I was grateful for the guidance of my Guru, because without it the spiritual path can easily become a marketplace—endless teachings, rituals, and promises, yet little real transformation.
Years unfolded in the mountains of Ladakh, held by deep silence, wind, and vast open sky.
Solitude served as a form of training, a teacher in its own right.
On the path of awakening, solitude is never accidental. Either one enters it willingly through discernment, or life leads one there through breaking the resistance barrier.
I entered with trust.

Even when solitude is chosen, the ego does not surrender easily. Silence reveals its restlessness. In the beginning, the mind searched for movement, affirmation, and reassurance.
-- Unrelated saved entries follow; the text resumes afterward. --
PR #2744, opened 2019-04-08
parallelize repository mirroring

vladak:
will be handy for https://github.com/OpenGrok/docker/pull/32

### DIFF
--- a/opengrok-tools/src/main/python/opengrok_tools/mirror.py
+++ b/opengrok-tools/src/main/python/opengrok_tools/mirror.py
@@ -56,34 +56,19 @@ if major_version < 3:
 __version__ = "0.8"
 
 
-class workerConfig():
-    """
-    class to wrap parameters of the worker process
-    """
-    def __init__(self, project_name, logdir, loglevel, backupcount, config,
-                 incoming, uri, source_root, batch):
+def worker(args):
+    project_name, logdir, loglevel, backupcount, config, incoming, uri, \
+        source_root, batch = args
 
-        self.project_name = project_name
-        self.logdir = logdir
-        self.loglevel = loglevel
-        self.backupcount = backupcount
-        self.config = config
-        self.incoming = incoming
-        self.uri = uri
-        self.source_root = source_root
-        self.batch = batch
-
-
-def worker(cfg):
-    if cfg.batch:
-        get_batch_logger(cfg.logdir, cfg.project_name,
-                         cfg.loglevel,
-                         cfg.backupcount,
+    if batch:
+        get_batch_logger(logdir, project_name,
+                         loglevel,
+                         backupcount,
                          get_class_basename())
 
-    return mirror_project(cfg.config, cfg.project_name,
-                          cfg.incoming,
-                          cfg.uri, cfg.source_root)
+    return mirror_project(config, project_name,
+                          incoming,
+                          uri, source_root)
 
 
 def main():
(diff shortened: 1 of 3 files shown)


opengrok-tools/src/main/python/opengrok_tools/mirror.py
```diff
@@ -52,7 +53,37 @@
...
+def worker(cfg):
+    if cfg.batch:
+        get_batch_logger(cfg.logdir, cfg.project_name,
+                         cfg.loglevel,
+                         cfg.backupcount,
+                         get_class_basename())
+
+    return mirror_project(cfg.config, cfg.project_name,
+                          cfg.incoming,
+                          cfg.uri, cfg.source_root)
```
tulinkry: I personally developed a decorator for pool map function, you can use it if you feel it's better

```
def pool_callback(callback):
    """
    Decorator for auto expanding the thread pool arguments from a single
    variable list to a function arguments.
    :param callback: the actual executing method
    :return: a function calling the callback with proper argument list
    """
    return lambda args: callback(*args)
```

Usage
```
@pool_callback
def worker(project, logdir, loglevel, ...):
    pass
```

opengrok-tools/src/main/python/opengrok_tools/mirror.py
```diff
@@ -34,6 +34,7 @@
 import os
 import sys
 import tempfile
+from multiprocessing import Pool, cpu_count
```
tulinkry: is process pool better than thread pool?

vladak: I think in this case it does not matter as calling `sync()` from `scm` modules will result in process spawning.

opengrok-tools/src/main/python/opengrok_tools/mirror.py
vladak: So the 2nd arg to `pool.map` is then list of lists ?

tulinkry: Yes

tulinkry:
```
@pool_callback
def callback(arg1, arg2, arg3):
    return arg1, arg2, arg3

ThreadPool(1).map(callback, [[1, 2, 3]])
```

vladak: This does not work with regular `Pool`:
```python
with Pool(processes=int(1)) as pool:                                            
    ret = pool.map(callback, [[1, 2, 3], [4, 5, 6]], 1)
```
which fails with:
```
  File "./pool_callb.py", line 25, in <module>
    ret = pool.map(callback, [[1, 2, 3], [4, 5, 6]], 1)
  File "/usr/lib/python3.6/multiprocessing/pool.py", line 288, in map
    return self._map_async(func, iterable, mapstar, chunksize).get()
  File "/usr/lib/python3.6/multiprocessing/pool.py", line 670, in get
    raise self._value
  File "/usr/lib/python3.6/multiprocessing/pool.py", line 450, in _handle_tasks
    put(task)
  File "/usr/lib/python3.6/multiprocessing/connection.py", line 206, in send
    self._send_bytes(_ForkingPickler.dumps(obj))
  File "/usr/lib/python3.6/multiprocessing/reduction.py", line 51, in dumps
    cls(buf, protocol).dump(obj)
AttributeError: Can't pickle local object 'pool_callback.<locals>.<lambda>'
```
I think this is due to the passing/serialization of worker arguments to worker processes. Looks like it wants to send the lambda across and use it only when it reaches the worker.

vladak: In the end I unpacked the list manually.

tulinkry: ah so, the interprocess communication is little bit different, ok.

PR #2750, opened 2019-04-12
add Mellon header decoder

vladak:
This is a simple decoder for the https://github.com/UNINETT/mod_auth_mellon SAML implementation.

Needs `mod_headers` to convert the email Apache environment variable from `mod_auth_mellon` to HTTP header. In Apache config it looks like this:

```
        RequestHeader unset MELLON_email
        RequestHeader set MELLON_email "%{MELLON_email}e" env=MELLON_email
```

Also, makes some of the error messages more informative.

### DIFF
--- a/plugins/src/opengrok/auth/plugin/decoders/MellonHeaderDecoder.java
+++ b/plugins/src/opengrok/auth/plugin/decoders/MellonHeaderDecoder.java
@@ -1,0 +1,62 @@
+/*
+ * CDDL HEADER START
+ *
+ * The contents of this file are subject to the terms of the
+ * Common Development and Distribution License (the "License").
+ * You may not use this file except in compliance with the License.
+ *
+ * See LICENSE.txt included in this distribution for the specific
+ * language governing permissions and limitations under the License.
+ *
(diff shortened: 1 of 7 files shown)


plugins/src/opengrok/auth/plugin/decoders/MellonHeaderDecoder.java
```diff
@@ -0,0 +1,65 @@
...
+ * and that the {@code mod_auth_mellon} is setup to create Apache environment variable
+ * containing the e-mail address and the {@code mod_headers} Apache module is set to
+ * pass the value of this variable in HTTP header called {@code MELLON_email}, i.e.:
+ * {@code RequestHeader set email "%{MELLON_email}e" env=MELLON_email}
+ */
+public class MellonHeaderDecoder implements IUserDecoder {
+
+    private static final Logger LOGGER = Logger.getLogger(MellonHeaderDecoder.class.getName());
+
+    static String MELLON_EMAIL_HEADER = "MELLON_email";
```
tulinkry: can be final also

PR #2757, opened 2019-04-24
Add Dockerfile to the Repo

wy193777:
Added Dockerfile and related scripts from [OpenGrok/Docker](https://github.com/OpenGrok/docker) repo. So devs can run their code directly in docker if they have difficulties setup environment.

Also make indexer flags configurable from passed environment variables when run the image.


vladak:
Besides non-optimal structuring of the changes (the docker related files should be put under single directory plus the `.gitignore` changes do not seem to be related), the main problem is the coexistence with the [OpenGrok/docker](https://github.com/OpenGrok/docker) repo. The main purpose of the repo is to automatically create and upload new image to Docker hub whenever there is a OpenGrok release. I'd like to avoid having duplicate code (and I mean the dockerfile too) in both locations. Now, having docker stuff in the main repository would strip away some of the complexity - currently release build in [oracle/OpenGrok](https://github.com/oracle/OpenGrok) kicks off a build in [OpenGrok/docker](https://github.com/OpenGrok/docker) which then downloads the release tarball, creates docker image and uploads it to docker hub. The image build cannot be done in Docker hub itself because of Github request throttling. The centralization would lead to needing just one secret token (for Docker hub) and the Docker image creation and upload can be done in distinct Travis build stage.

vladak:
So, for starters, restructure the files so that they reside in single directory + think of way how to parametrize the dockerfile so that it can be used for both developer and release builds.

wy193777:
Already made the change, can we move this PR forward?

Old habits of seeking meaning through others surfaced again and again.
The ego craves distraction—conversation, roles, recognition. In isolation, it stages quite rebellions: self-pity, doubt, subtle longing for a different life. Living alone in the mountains, I learned to watch these movements without feeding them. The absence of social mirrors made it impossible to sustain an identity. Without audience or approval, the ego weakened through being seen directly in the eye.
The real practice was staying. Staying with long afternoons of stillness. Staying with boredom, fear, and longing as they rose and fell. Suffering arises when we resist what is present.
As resistance softened, silence revealed its gentleness. Days became simple: meditation, prayer, walking under an endless sky, studying the Dharma, and doing nothing at all. Life stripped itself down to breath, awareness, and the changing light on barren mountains.
Solitude is uncompromising. Over time, it stripped away not only worldly identities, but spiritual ones as well. Even the sense of being “a practitioner” loosened. What remained was presence—unadorned, intimate, and alive.
During this phase, I realised: it’s easy to follow a religion or a belief system that many pursue, because it offers the safety net and the comfort of belonging.
Spiritual awakening, however, is the awakening from all belief systems. These structures and concepts naturally fell away, leaving experience itself as the guide. One is alone, yet not separate.
The mountains, moon and the starry nights taught me to trust the unfolding of life-Unravelling mysteries.
Looking back, I bow to those years of solitude. What might appear as isolation from the outside revealed itself as grace. Solitude became my most faithful teacher- opening me to what remains when everything else falls away.